In the listing below, repeat exactly every line from the first through the line containing "I'm using commit with the hash c9960fcc", with nothing else.

## TASK INPUTS

=-=-=-=-=

PR #2875, opened 2024-10-17
lottie: offset does not depend on shape direction

mgrudzinska:
According to tests in AE, the offset direction should not depend on the direction of the shape. A positive offset value expands the shape, while a negative value contracts it. Fixed.

note: 
Comparing the results with Lottie-web was misleading.

### DIFF
--- a/src/loaders/lottie/tvgLottieModifier.cpp
+++ b/src/loaders/lottie/tvgLottieModifier.cpp
@@ -79,7 +79,20 @@ static bool _intersect(const Line& line1, const Line& line2, Point& intersection
 static Line _offset(const Point& p1, const Point& p2, float offset)
 {
     auto scaledNormal = normal(p1, p2) * offset;
-    return {p1 - scaledNormal, p2 - scaledNormal};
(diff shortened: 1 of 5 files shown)


src/loaders/lottie/tvgLottieModifier.cpp
```diff
@@ -79,7 +79,18 @@ static bool _intersect(const Line& line1, const Line& line2, Point& intersection
...
-    return {p1 - scaledNormal, p2 - scaledNormal};
+    return {p1 + scaledNormal, p2 + scaledNormal};
+}
+
+
+static bool _clockwise(const Point* pts, uint32_t n)
+{
+    auto area = 0.0f;
+
+    for (auto i = 0; i < n - 1; i++) area += pts[i].x * pts[i + 1].y - pts[i + 1].x * pts[i].y;
```
hermet, line 90: Suggestion:
```
for (...) {
 ........
}
```

Let's add a cross product in `tvgMath.h`.
```
area += cross(pt1, pt2);
```

hermet (approved):

Issue #2863, opened 2024-10-15
PNG image color differs for GL and Software renderers


alex-dorokhov:
I'm using the PicturePng example with my own image file (
![img_0_gimp](https://github.com/user-attachments/assets/dc01a8c0-8eb7-4895-949e-9fd85feed1a3)
).

The result on Mac OS is different depending on the renderer (GL - left, SW - right):

<img width="1601" alt="Screenshot 2024-10-15 at 17 04 41" src="https://github.com/user-attachments/assets/4d0946ce-3b18-44c6-b9e5-ae277e89ce64">

As you may see, the left (GL) picture is more pinky.

I'm using commit with the hash c9960fcc

hermet:
@alex-dorokhov the fix will be in 1.0.0-pre3. Thanks.

hermet:
@alex-dorokhov if you need an official release (v0.15.2), please let me know. thanks.

PR #2880, opened 2024-10-18
gl_engine: correct the ColorSpace when render Image

RuiwenTang:
Need handle ColorSpace correct when prepare Image texture. If premultiplied is not marked. Needs to change the ColorSpace.

related issue: #2863

### DIFF
--- a/src/renderer/gl_engine/tvgGlRenderer.cpp
+++ b/src/renderer/gl_engine/tvgGlRenderer.cpp
@@ -1194,6 +1194,10 @@ RenderData GlRenderer::prepare(RenderSurface* image, RenderData data, const Matr
         sdata->texId = _genTexture(image);
         sdata->opacity = opacity;
         sdata->texColorSpace = image->cs;
+        if (!image->premultiplied) {
+            if (image->cs == ColorSpace::ABGR8888) sdata->texColorSpace = ColorSpace::ABGR8888S;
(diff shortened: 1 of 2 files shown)


src/renderer/gl_engine/tvgGlRenderer.cpp
```diff
@@ -1281,6 +1281,10 @@ RenderData GlRenderer::prepare(RenderSurface* image, RenderData data, const Matr
         sdata->texId = _genTexture(image);
         sdata->opacity = opacity;
         sdata->texColorSpace = image->cs;
+        if (!image->premultiplied) {
+            if (image->cs == ColorSpace::ABGR8888) sdata->texColorSpace = ColorSpace::ABGR8888S;
```
hermet, line 1285: Hmm... I think the image loader might need to assign the proper colorspace value.

hermet:
Quick test, and a bit confusing since it looks fine to me on linux.

image

RuiwenTang:
> Quick test, and a bit confusing since it looks fine to me on linux.
> 
> image

I can only reproduce this issue on My old laptop. Is it caused by different implementations of the png library?

hermet:
@RuiwenTang could you please confirm that fix the issue? https://github.com/thorvg/thorvg/pull/2883

Issue #2860, opened 2024-10-15
api: support RadialGradient focal parameters


hermet:
RadialGradient needs an API revision to expose focal parameters.

Result RadialGradient::RadialGradient::radial(float cx, float cy, float r)
 -> Result RadialGradient::RadialGradient::radial(float cx, float cy, float r, float fx, float fy, float fr)

mgrudzinska:
@hermet do we want to keep both or only the new one? 
I can not set any def values to fx and fy since if not specified they should be equal to cx and cy

PR #2886, opened 2024-10-19
api: add focal parameters to the radial apis

mgrudzinska:
@Issue: https://github.com/thorvg/thorvg/issues/2860

### DIFF
--- a/inc/thorvg.h
+++ b/inc/thorvg.h
@@ -767,31 +767,43 @@ public:
     ~RadialGradient();
 
     /**
-     * @brief Sets the radial gradient bounds.
+     * @brief Sets the radial gradient attributes.
      *
-     * The radial gradient bounds are defined as a circle centered in a given point (@p cx, @p cy) of a given radius.
+     * The radial gradient is defined by the end circle with a center (@p cx, @p cy) and a radius @p r and
+     * the start circle with a center/focal point (@p fx, @p fy) and a radius @p fr.
+     * The gradient will be rendered such that the gradient stop at an offset of 100% aligns with the edge of the end circle
+     * and the stop at an offset of 0% aligns with the edge of the start circle.
      *
-     * @param[in] cx The horizontal coordinate of the center of the bounding circle.
-     * @param[in] cy The vertical coordinate of the center of the bounding circle.
-     * @param[in] radius The radius of the bounding circle.
+     * @param[in] cx The horizontal coordinate of the center of the end circle.
+     * @param[in] cy The vertical coordinate of the center of the end circle.
+     * @param[in] r The radius of the end circle.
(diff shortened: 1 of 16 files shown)


inc/thorvg.h
```diff
@@ -767,31 +767,40 @@ class TVG_API RadialGradient final : public Fill
...
+     * @param[in] fr The radius of the start circle.
      *
-     * @retval Result::InvalidArguments in case the @p radius value is zero or less.
+     * @retval Result::InvalidArguments in case the radius @p r or @p fr value is negative.
      *
-     * @note In case the @p radius is zero, an object is filled with a single color using the last color specified in the colorStops().
+     * @note In case the radius @p r is zero, an object is filled with a single color using the last color specified in the colorStops().
+     * @note If you choose not to specify a focal point, ensure that @p fx and @p fy are the same as @p cx and @p cy, and set @p fr to 0.
      */
-    Result radial(float cx, float cy, float radius) noexcept;
```
hermet, line 782: We can likely specify the usage of the focal:
```
By adjusting the position and size of the focal point, you can create various visual effects, such as focusing the gradient closer to one edge or generating more complex shading patterns. If you don't need a focal effect, set the focal point values to be the same as the center with a zero radius.
```

test/testFill.cpp
```diff
@@ -151,24 +151,31 @@ TEST_CASE("Radial Filling", "[tvgFill]")
...
-    REQUIRE(fill->radial(0, 0, -1) == Result::InvalidArguments);
-    REQUIRE(fill->radial(nullptr, nullptr, nullptr) == Result::Success);
-    REQUIRE(fill->radial(100, 120, 50) == Result::Success);
+    REQUIRE(fill->radial(0, 0, -1, 0, 0, 0) == Result::InvalidArguments);
+    REQUIRE(fill->radial(0, 0, 0, 0, 0, -1) == Result::InvalidArguments);
+    REQUIRE(fill->radial(nullptr, nullptr, nullptr, nullptr, nullptr, nullptr) == Result::Success);
+    REQUIRE(fill->radial(100, 120, 50, 10, 20, 5) == Result::Success);
 
-    REQUIRE(fill->radial(&cx, nullptr, &radius) == Result::Success);
+    REQUIRE(fill->radial(&cx, nullptr, &r, nullptr, nullptr, nullptr) == Result::Success);
```
hermet, line 161: let's remove the nullptr passes for focal.

mgrudzinska: please check now, removed also in l.158

inc/thorvg.h
mgrudzinska: please check now, changed in thorvg.h and capi version as well.

Issue #1367, opened 2023-04-16
svg: support Filter effect


hermet:
2229 - feColorMatrix filter
2684 - feGaussianBlur filter

[Example.zip](https://github.com/thorvg/thorvg/files/11241202/Example.zip)

mgrudzinska:
#374 #951 are also about filters

hermet:
@JSUYA @mgrudzinska can anyone help for feGaussianBlur filter support? 
See example: https://github.com/thorvg/thorvg/blob/main/examples/SceneEffect.cpp

mgrudzinska:
@hermet I think [this one](https://github.com/thorvg/thorvg/pull/2858) would be useful for me, since filters can be applied in svg to shapes so sometimes I need to build a scene

```
<svg width="230" height="120" xmlns="http://www.w3.org/2000/svg">
  <filter id="gauss">
    <feGaussianBlur stdDeviation="5" />
  </filter>
  <circle cx="170" cy="60" r="50" fill="blue" filter="url(#gauss)" />
</svg>
```

hermet:
@mgrudzinska changed to the review status, please confirm it, thanks.

PR #2893, opened 2024-10-21
svg: added filter node support

mgrudzinska:
Zrzut ekranu 2024-10-22 o 00 45 24

```
<svg width="230" height="120" xmlns="http://www.w3.org/2000/svg">
  <filter id="blurMe">
    <feGaussianBlur stdDeviation="5"/>
  </filter>

  <circle cx="60" cy="60" r="50" fill="green" />

  <g filter="url(#blurMe)">
    <circle cx="170" cy="60" r="50" fill="green"  />
  </g>
</svg>
```
issue: https://github.com/thorvg/thorvg/issues/1367

### DIFF
--- a/src/loaders/svg/tvgSvgLoader.cpp
+++ b/src/loaders/svg/tvgSvgLoader.cpp
@@ -1088,6 +1088,17 @@ static void _handleMaskAttr(TVG_UNUSED SvgLoaderData* loader, SvgNode* node, con
 }
 
 
+static void _handleFilterAttr(TVG_UNUSED SvgLoaderData* loader, SvgNode* node, const char* value)
+{
+    SvgStyleProperty* style = node->style;
+    int len = strlen(value);
+    if (len >= 3 && !strncmp(value, "url", 3)) {
+        if (style->filter.url) free(style->filter.url);
+        style->filter.url = _idFromUrl((const char*)(value + 3));
+    }
+}
+
+
 static void _handleMaskTypeAttr(TVG_UNUSED SvgLoaderData* loader, SvgNode* node, const char* value)
 {
     node->node.mask.type = _toMaskType(value);
@@ -1166,7 +1177,8 @@ static constexpr struct
     STYLE_DEF(mask, Mask, SvgStyleFlags::Mask),
     STYLE_DEF(mask-type, MaskType, SvgStyleFlags::MaskType),
     STYLE_DEF(display, Display, SvgStyleFlags::Display),
-    STYLE_DEF(paint-order, PaintOrder, SvgStyleFlags::PaintOrder)
+    STYLE_DEF(paint-order, PaintOrder, SvgStyleFlags::PaintOrder),
+    STYLE_DEF(filter, Filter, SvgStyleFlags::Filter)
 };
 
 
@@ -1240,6 +1252,8 @@ static bool _attrParseGNode(void* data, const char* key, const char* value)
         _handleClipPathAttr(loader, node, value);
     } else if (!strcmp(key, "mask")) {
         _handleMaskAttr(loader, node, value);
+    } else if (!strcmp(key, "filter")) {
+        _handleFilterAttr(loader, node, value);
     } else {
         return _parseStyleAttr(loader, key, value, false);
     }
@@ -1339,6 +1353,108 @@ static bool _attrParseSymbolNode(void* data, const char* key, const char* value)
         return _attrParseGNode(data, key, value);
     }
 
+    return true;
+}
+
+
+static constexpr struct
+{
+    const char* tag;
+    SvgParserLengthType type;
+    int sz;
+    size_t offset;
+} boxTags[] = {
+    {"x", SvgParserLengthType::Horizontal, sizeof("x"), offsetof(Box, x)},
+    {"y", SvgParserLengthType::Vertical, sizeof("y"), offsetof(Box, y)},
+    {"width", SvgParserLengthType::Horizontal, sizeof("width"), offsetof(Box, w)},
+    {"height", SvgParserLengthType::Vertical, sizeof("height"), offsetof(Box, h)}
+};
+
+
+static bool _parseBox(const char* key, const char* value, Box* box, bool (&isPercentage)[4])
+{
+    auto array = (unsigned char*)box;
+    int sz = strlen(key);
+    for (unsigned int i = 0; i < sizeof(boxTags) / sizeof(boxTags[0]); i++) {
+        if (boxTags[i].sz - 1 == sz && !strncmp(boxTags[i].tag, key, sz)) {
+            *(float*)(array + boxTags[i].offset) = _gradientToFloat(nullptr, value, isPercentage[i]);
+            return true;
+        }
+    }
+    return false;
+}
+
+
+static void _recalcBox(const SvgLoaderData* loader, Box* box, bool (&isPercentage)[4])
+{
+    auto array = (unsigned char*)box;
+    for (unsigned int i = 0; i < sizeof(boxTags) / sizeof(boxTags[0]); i++) {
+        if (!isPercentage[i]) continue;
+        if (boxTags[i].type == SvgParserLengthType::Horizontal) *(float*)(array + boxTags[i].offset) *= loader->svgParse->global.w;
+        else *(float*)(array + boxTags[i].offset) *= loader->svgParse->global.h;
+    }
+}
+
+
+static bool _attrParseFilterNode(void* data, const char* key, const char* value)
+{
+    SvgLoaderData* loader = (SvgLoaderData*)data;
+    SvgNode* node = loader->svgParse->node;
+    SvgFilterNode* filter = &node->node.filter;
+
+    _parseBox(key, value, &filter->box, filter->isPercentage);
+
+    if (!strcmp(key, "id")) {
+        if (node->id && value) free(node->id);
+        node->id = _copyId(value);
+    } else if (!strcmp(key, "primitiveUnits")) {
+        if (!strcmp(value, "objectBoundingBox")) filter->primitiveUserSpace = false;
+    } else if (!strcmp(key, "filterUnits")) {
+        if (!strcmp(value, "userSpaceOnUse")) filter->filterUserSpace = true;
+    }
+
+    return true;
+}
+
+
+static void _parseGaussianBlurStdDeviation(const char** content, float* x, float* y)
+{
+    auto str = *content;
+    char* end = nullptr;
+    float deviation[2] = {0, 0};
+    int n = 0;
+
+    while (*str && n < 2) {
+        str = _skipComma(str);
+        auto parsedValue = strToFloat(str, &end);
+        if (parsedValue < 0.0f) break;
+        deviation[n++] = parsedValue;
+        str = end;
+    }
+
+    *x = deviation[0];
+    *y = n == 1 ? deviation[0] : deviation[1];
+}
+
+
+static bool _attrParseGaussianBlurNode(void* data, const char* key, const char* value)
+{
+    SvgLoaderData* loader = (SvgLoaderData*)data;
+    SvgNode* node = loader->svgParse->node;
+    SvgGaussianBlurNode* gaussianBlur = &node->node.gaussianBlur;
+
+    if (_parseBox(key, value, &gaussianBlur->box, gaussianBlur->isPercentage)) gaussianBlur->hasBox = true;
+
+    if (!strcmp(key, "id")) {
+        if (node->id && value) free(node->id);
+        node->id = _copyId(value);
+    } else if (!strcmp(key, "stdDeviation")) {
+        _parseGaussianBlurStdDeviation(&value, &gaussianBlur->stdDevX, &gaussianBlur->stdDevY);
+    } else if (!strcmp(key, "edgeMode")) {
+        if (!strcmp(value, "wrap")) gaussianBlur->edgeModeWrap = true;
+    } else {
+        return _parseStyleAttr(loader, key, value, false);
+    }
     return true;
 }
 
@@ -1504,6 +1620,48 @@ static SvgNode* _createSymbolNode(SvgLoaderData* loader, SvgNode* parent, const 
 }
 
 
+static SvgNode* _createGaussianBlurNode(SvgLoaderData* loader, SvgNode* parent, const char* buf, unsigned bufLength, parseAttributes func)
+{
+    loader->svgParse->node = _createNode(parent, SvgNodeType::GaussianBlur);
+    if (!loader->svgParse->node) return nullptr;
+    SvgGaussianBlurNode& gaussianBlur = loader->svgParse->node->node.gaussianBlur;
+
+    loader->svgParse->node->style->display = false;
+
+    gaussianBlur.stdDevX = 0.0f;
+    gaussianBlur.stdDevY = 0.0f;
+    gaussianBlur.box = {0.0f, 0.0f, 1.0f, 1.0f};
+    for (auto& p : gaussianBlur.isPercentage) p = false;
+    gaussianBlur.hasBox = false;
+    gaussianBlur.edgeModeWrap = false;
+
+    func(buf, bufLength, _attrParseGaussianBlurNode, loader);
+
+    return loader->svgParse->node;
+}
+
+
+static SvgNode* _createFilterNode(SvgLoaderData* loader, SvgNode* parent, const char* buf, unsigned bufLength, parseAttributes func)
+{
+    loader->svgParse->node = _createNode(parent, SvgNodeType::Filter);
+    if (!loader->svgParse->node) return nullptr;
+    SvgFilterNode& filter = loader->svgParse->node->node.filter;
+
+    loader->svgParse->node->style->display = false;
+
+    filter.box = {-0.1f, -0.1f, 1.2f, 1.2f};
+    for (auto& p : filter.isPercentage) p = false;
+    filter.filterUserSpace = false;
+    filter.primitiveUserSpace = true;
+
+    func(buf, bufLength, _attrParseFilterNode, loader);
+
+    if (filter.filterUserSpace) _recalcBox(loader, &filter.box, filter.isPercentage);
+
+    return loader->svgParse->node;
+}
+
+
 static bool _attrParsePathNode(void* data, const char* key, const char* value)
 {
     SvgLoaderData* loader = (SvgLoaderData*)data;
@@ -1520,6 +1678,8 @@ static bool _attrParsePathNode(void* data, const char* key, const char* value)
         _handleClipPathAttr(loader, node, value);
     } else if (!strcmp(key, "mask")) {
         _handleMaskAttr(loader, node, value);
+    } else if (!strcmp(key, "filter")) {
+        _handleFilterAttr(loader, node, value);
     } else if (!strcmp(key, "id")) {
         if (value) free(node->id);
         node->id = _copyId(value);
@@ -1582,6 +1742,8 @@ static bool _attrParseCircleNode(void* data, const char* key, const char* value)
         _handleClipPathAttr(loader, node, value);
     } else if (!strcmp(key, "mask")) {
         _handleMaskAttr(loader, node, value);
+    } else if (!strcmp(key, "filter")) {
+        _handleFilterAttr(loader, node, value);
     } else if (!strcmp(key, "id")) {
         if (value) free(node->id);
         node->id = _copyId(value);
@@ -1649,6 +1811,8 @@ static bool _attrParseEllipseNode(void* data, const char* key, const char* value
         _handleClipPathAttr(loader, node, value);
     } else if (!strcmp(key, "mask")) {
         _handleMaskAttr(loader, node, value);
+    } else if (!strcmp(key, "filter")) {
+        _handleFilterAttr(loader, node, value);
     } else {
         return _parseStyleAttr(loader, key, value, false);
     }
@@ -1698,6 +1862,8 @@ static bool _attrParsePolygonNode(void* data, const char* key, const char* value
         _handleClipPathAttr(loader, node, value);
     } else if (!strcmp(key, "mask")) {
         _handleMaskAttr(loader, node, value);
+    } else if (!strcmp(key, "filter")) {
+        _handleFilterAttr(loader, node, value);
     } else if (!strcmp(key, "id")) {
         if (value) free(node->id);
         node->id = _copyId(value);
@@ -1785,6 +1951,8 @@ static bool _attrParseRectNode(void* data, const char* key, const char* value)
         _handleClipPathAttr(loader, node, value);
     } else if (!strcmp(key, "mask")) {
         _handleMaskAttr(loader, node, value);
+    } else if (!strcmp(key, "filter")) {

=-=-=-=-=

## ANSWER TO THE PROBLEM
PR #2875, opened 2024-10-17
lottie: offset does not depend on shape direction

mgrudzinska:
According to tests in AE, the offset direction should not depend on the direction of the shape. A positive offset value expands the shape, while a negative value contracts it. Fixed.

note: 
Comparing the results with Lottie-web was misleading.

### DIFF
--- a/src/loaders/lottie/tvgLottieModifier.cpp
+++ b/src/loaders/lottie/tvgLottieModifier.cpp
@@ -79,7 +79,20 @@ static bool _intersect(const Line& line1, const Line& line2, Point& intersection
 static Line _offset(const Point& p1, const Point& p2, float offset)
 {
     auto scaledNormal = normal(p1, p2) * offset;
-    return {p1 - scaledNormal, p2 - scaledNormal};
(diff shortened: 1 of 5 files shown)


src/loaders/lottie/tvgLottieModifier.cpp
```diff
@@ -79,7 +79,18 @@ static bool _intersect(const Line& line1, const Line& line2, Point& intersection
...
-    return {p1 - scaledNormal, p2 - scaledNormal};
+    return {p1 + scaledNormal, p2 + scaledNormal};
+}
+
+
+static bool _clockwise(const Point* pts, uint32_t n)
+{
+    auto area = 0.0f;
+
+    for (auto i = 0; i < n - 1; i++) area += pts[i].x * pts[i + 1].y - pts[i + 1].x * pts[i].y;
```
hermet, line 90: Suggestion:
```
for (...) {
 ........
}
```

Let's add a cross product in `tvgMath.h`.
```
area += cross(pt1, pt2);
```

hermet (approved):

Issue #2863, opened 2024-10-15
PNG image color differs for GL and Software renderers


alex-dorokhov:
I'm using the PicturePng example with my own image file (
![img_0_gimp](https://github.com/user-attachments/assets/dc01a8c0-8eb7-4895-949e-9fd85feed1a3)
).

The result on Mac OS is different depending on the renderer (GL - left, SW - right):

<img width="1601" alt="Screenshot 2024-10-15 at 17 04 41" src="https://github.com/user-attachments/assets/4d0946ce-3b18-44c6-b9e5-ae277e89ce64">

As you may see, the left (GL) picture is more pinky.

I'm using commit with the hash c9960fcc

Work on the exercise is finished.